I’ll admit I have zero insight and haven’t looked into this, but at first glance, I don’t understand why a desktop environment theme engine is unable to provide enough functionality for theme creators to do their thing without resorting to arbitrary command execution…
I trust KDE devs to address this quickly, but this is a pretty major oversight IMO…
“Global Themes” in Plasma do more than just styling
To developers it’s not a surprise that third party plugins can do this sort of thing. It’s as intended. A global theme can ship custom lockscreens, custom applets, custom settings and all of these can run arbitrary bundled code. You can’t constrain this without limiting functionality.
https://blog.davidedmundson.co.uk/blog/kde-store-content/
Naturally this is not what an end user expects when browsing for themes, and the warnings don’t make up for the risks.
I hope devs can find a better way to ship this rich functionality, or at least introduce an automated “canary-release” process to the KDE Store that takes down themes that misbehave.
This sounds very amateurish from Plasmas part as allowing themes to run bash scripts sounds like a very bad idea no matter how you look at it.
Themes should probably have something like their own domain specific language (DSL) that can be fed to the “theme engine”(?) which will make the requested changes.

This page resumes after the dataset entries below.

PR #4744, opened 2023-12-22
Event flows monitoring

scholtzan:
Checklist for reviewer:

- [ ] Commits should reference a bug or github issue, if relevant (if a bug is referenced, the pull request should include the bug number in the title).
- [ ] If the PR comes from a fork, trigger integration CI tests by running the [Push to upstream workflow](https://github.com/mozilla/bigquery-etl/actions/workflows/push-to-upstream.yml) and provide the `<username>:<branch>` of the fork as parameter. The parameter will also show up
in the logs of the `manual-trigger-required-for-fork` CI task together with more detailed instructions.
- [ ] If adding a new field to a query, ensure that the schema and dependent downstream schemas have been updated.
- [ ] When adding a new derived dataset, ensure that data is not available already (fully or partially) and recommend extending an existing dataset in favor of creating new ones. Data can be available in the [bigquery-etl repository](https://github.com/mozilla/bigquery-etl), [looker-hub](https://github.com/mozilla/looker-hub) or in [looker-spoke-default](https://github.com/mozilla/looker-spoke-default/tree/e1315853507fc1ac6e78d252d53dc8df5f5f322b).

For modifications to schemas in restricted namespaces (see [`CODEOWNERS`](https://github.com/mozilla/bigquery-etl/blob/main/CODEOWNERS)):
- [ ] Follow the [change control procedure](https://docs.google.com/document/d/1TTJi4ht7NuzX6BPG_KTr6omaZg70cEpxe9xlpfnHj9k/edit#heading=h.ttegrcfy18ck)

┆Issue is synchronized with this [Jira Task](https://mozilla-hub.atlassian.net/browse/DENG-2264)

PR #4795, opened 2024-01-09
GLAM historical aggregates tables

edugfilho:
ETL to refresh GLAM historical aggregates tables. Part of effort to make GLAM serve data from BQ.
@scholtzan I'd like your input here on using BQ DML instead of SQL. I tested and it runs pretty quickly (in 20 seconds at most) but I'm wondering if `bqetl` will handle it well (for instance, it doesn't have a target table as part of the job config, it's in the statement instead)

Checklist for reviewer:


scholtzan:
I wonder if we should rename `live_` to something else. There might be some confusion since we are usually referring to live tables when we're talking about the tables the ingestion pipeline dumps "realtime" data.

sql/glam-fenix-dev/glam_etl/firefox_desktop_glam_beta__live_v1/query.sql
```diff
@@ -0,0 +1,57 @@
+MERGE INTO
```
scholtzan, line 1: Instead of doing this in a `query.sql` file we'll need a `script.sql` file here. `query.sql` expect some `SELECT` result to be returned, which is not the case with MERGE INTO

scholtzan:
This is quite similar to the PR I'm currently working on related to events in case you want another example: https://github.com/mozilla/bigquery-etl/pull/4744/files#r1443511575

edugfilho:
> I wonder if we should rename `live_` to something else. There might be some confusion since we are usually referring to live tables when we're talking about the tables the ingestion pipeline dumps "realtime" data.

would `extract` be a good choice?

scholtzan:
Something like `firefox_desktop_glam_release__extract_probe_counts_serving_v1` since it's basically a copy of `firefox_desktop_glam_release__extract_probe_counts_v1` but retaining all historical data too.

edugfilho:
> Something like `firefox_desktop_glam_release__extract_probe_counts_serving_v1` since it's basically a copy of `firefox_desktop_glam_release__extract_probe_counts_v1` but retaining all historical data too.

I see. I'm not the biggest fan of `probe_counts` because, despite being the names of the ETL tables, it doesn't make a lot of sense to me. I don't know why they were named that way, so I'd like to give this something more meaningful. 
On GLAM postgres the tables are simply called `glam_[fog | fenix | desktop]_{channel}_aggregation`, for reference, which I find way better.  What do you think?

scholtzan:
yup something like `glam_[fog | fenix | desktop]_{channel}_aggregates_v<n>` sounds good to me

scholtzan (approved):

If additional functionality is needed it should be provided through separate modules/plugins or something.
My thoughts were sandboxing, so run it in a container with only predefined hooks out. That way you know what parts of the system a theme is wanting to change or access (think flatpak).
I do like the use of subset languages to reduce attack surfaces (eBPF comes to mind as an example definitely not a solution to here those lol).
Original report, in English:
https://old.reddit.com/r/kde/comments/1bixmbx/do_not_install_global_themes_some_wipe_out_all/
It’s possible that this deletion was a shell script mistake rather than malice, but it really shouldn’t be allowed either way. It’s made even worse by the UI that encourages users to install themes that that could have been made by anyone, with practically no oversight, and with no warning that they can execute arbitrary code.
I like KDE for a lot of reasons, but I’m ashamed of them for this irresponsible blunder.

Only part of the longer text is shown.